六、神秘老人(18禁)

   這時李醫師聽見布幔內父女兩人似乎正在變換姿勢,未久小筠呻吟慾叫聲又傳了上來,有節奏的啪啪撞擊聲可以很容易讓人去想像畫面,而且那種充滿想像的撞擊聲同時也在撞擊著李醫師心中潛藏的一股慾火,整個心魂似乎都在半空中飄著一樣很不真實,直到小筠在承受父親大肉棍的持續插幹下,右手揮動中不小心拉到了旁邊的布幔,使得布幔與布幔間有了一個空隙地帶,正好李醫師聽到布幔沙沙聲音後也轉頭往裡頭看去,就從這處空隙中,看見裡面全身赤裸的父女正以老漢推車的背後性交姿勢在交合著,而她這個角度正好可以看見徐文粗碩巨根型的大肉棍來回插幹不停,直把李醫師給瞧得瞪大了眼,有點不敢相信少女體態的小筠,竟然能承受這麼粗長大肉棍的用力插幹,而且小筠的慾叫聲聽來明顯就是非常舒服和享受的,甚至有時還會發出希望父親更大力幹她的渴望慾聲來,讓才二十五、六歲的年輕女醫師瞧得胸口快速蹦跳上來,渾身血液像是被熱火給燒著一樣,整個人竟爾直楞楞失了神地觀看著兩人交合做愛,渾然忘了自已要做什麼來了。

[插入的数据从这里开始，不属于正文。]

PR #223, opened 2026-05-09
fix(auto-updater): suppress transient network errors on background polls

### LINKED ISSUE #56: Update error, can it be disabled?
Windows version.
I constantly get this error even if I am connected to the network via LAN cable.
Can the update check be disabled somehow? There is no entry in the settings.

Update Error
net::ERR_NAME_NOT_RESOLVED
You can [download the latest version manually](https://nimbalyst.com/download).
Dismiss

ademczuk:
## Summary

Fixes #56. Reporter on Windows is behind a network that cannot resolve the GitHub release feed. The auto-updater polls every hour, every poll fails with `net::ERR_NAME_NOT_RESOLVED`, every failure fires `update-toast:error`, and there is no setting to opt out. The same pattern hits anyone on a captive portal, restrictive corporate firewall, or LAN-only network.

## Root cause

`AutoUpdaterService.setupEventHandlers()` at `packages/electron/src/main/services/autoUpdater.ts:158-196` fires `update-toast:error` to the frontmost window for every `error` event from `electron-updater`, regardless of:
- the stage (check vs download)
- the cause (network, permission, signature, disk)
- whether the check was user-initiated or the hourly auto-poll

The codebase already has a `classifyUpdateError(err)` helper at line 33 that returns `'network' | 'permission' | 'disk_space' | 'signature' | 'unknown'`. It is currently only used for analytics. This PR uses the same classifier to gate the toast.

## Fix

In the existing `error` handler, capture `wasManualCheck` before the reset (the existing code resets the flag without remembering its prior value), then suppress `update-toast:error` when all three are true:

```ts
const isTransientNetworkCheckError =
  stage === 'check' && errorType === 'network' && !wasManualCheck;
if (!isTransientNetworkCheckError) {
  this.sendToFrontmostWindow('update-toast:error', { message: err.message });
}
```

What is preserved exactly as before:
- `log.error('Update error:', err)` still fires
- `AnalyticsService.sendEvent('update_error', ...)` still fires with the same shape
- `this.sendToAllWindows('update-error', err.message)` still fires (any renderer subscriber listening on `update-error` continues to receive it)
- Manual checks via `checkForUpdatesWithUI` set `isManualCheck = true` and still see the toast on failure
- Download errors (any stage that is not `'check'`) still see the toast
- The Windows EPERM rename retry path at `autoUpdater.ts:167` is reached before the toast logic and is unchanged
- The dev-mode-skip toast at line 572 (which emits `update-toast:error` with a literal "Update checking is not available in development mode") is in a different code path (`checkForUpdatesWithUI`, manual flow), unchanged

## Why not add a hide-update-errors setting

Considered. The reporter explicitly asked "Can the update check be disabled somehow?" - meaning they want to opt out. A setting toggle would address that ask but introduces a real footgun: a user toggling it off would also miss download failures, signature failures, and disk-space failures, which are real problems they should hear about. Suppressing only the transient-network-check class targets the actual pain (recurring noise on a network that cannot reach the feed) without hiding errors that warrant action. Open to adding a setting if you'd prefer that direction.

## Class-of-bug check

`grep -rn "update-toast:error" packages/electron/src` finds three sites:
- `autoUpdater.ts:191` - the auto-poll error handler (this PR's site)
- `autoUpdater.ts:434` - download retry failure (different stage, intentionally surfaces)
- `autoUpdater.ts:572,592` - manual-check-flow errors (intentionally surfaces, user clicked)

Only the first one was the recurring-noise source.

## Test plan

- [ ] Manual: simulate offline state (disconnect Wi-Fi), let auto-poll fire, no toast appears, debug log still records `Update error: ...` and analytics still records `update_error`
- [ ] Manual: click `Check for Updates` while offline, error toast appears (manual check flow preserved)
- [ ] Manual: simulate signature failure (e.g. tamper with installer), error toast appears (non-network errors still surface)
- [ ] Manual: download error mid-flight, toast appears (download stage still surfaces)

## Closes

Fixes #56.


ademczuk:
Hey @ghinkle, small one for #56. Reuses the existing `classifyUpdateError` helper so it is a single condition added in the error handler. Manual checks and download errors still surface normally.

  徐文在享受著小筠的緊實小穴時,眼角瞄到李醫師從布幔空隙中正呆楞看著兩人在做愛,瞬間激起了男人的雄風,左腿跨出橫在小筠身旁,兩手扶緊小筠纖細腰際就是一陣用力的插幹進去,速度雖然只有四級,但啪啪啪的撞擊聲卻是越來越大聲,同時小筠慾叫呻吟聲的變化也越來越豐富,有時是從鼻子哼嗯哼嗯出聲,有時是壓著喉嚨悶緊了聲音痛苦叫著,有時則是張嘴啊啊的嫩叫上來,聽在徐文耳裡,知道小筠的慾火已經升了上來,當下將小筠身子向後拉了上來,也就是李醫師交待的最佳射精採樣姿勢,這也是父女兩人第一次做愛射精時的姿勢,當時徐文就是為了先讓小筠體驗這種跪直了身子被男人從背後衝刺到射精的姿勢,因此小筠對用這種姿勢來承受父親大肉棍的全力插幹是有經驗的,所以當徐文將她身子往後拉起時,她已經預感到自己父親應該就是用這種姿勢要來衝刺射精進去給她了。

  小筠感受到父親大肉棍插幹的力道越來越強,同時體內的一股熱氣也越來越旺盛,想到自己父親又要射精在她陰道裡面,那種禁忌的刺激感帶領著她體內慾火越燒越大,沒多久就已經讓她有點失了魂似的張開小嘴大聲叫了上來,六十來回下,徐文兩手抓緊她的臂膀,氣喘吁吁地用上全身力道擺動腰臀,嘴裡呵呵作聲,大肉棍次次插到了底,直把小筠撞幹的身體向前弓起了一道弧線,使得她翹聳緊實的俏臀更加向後翹了過來,更讓徐文大肉棍得以盡情強猛攻了上去。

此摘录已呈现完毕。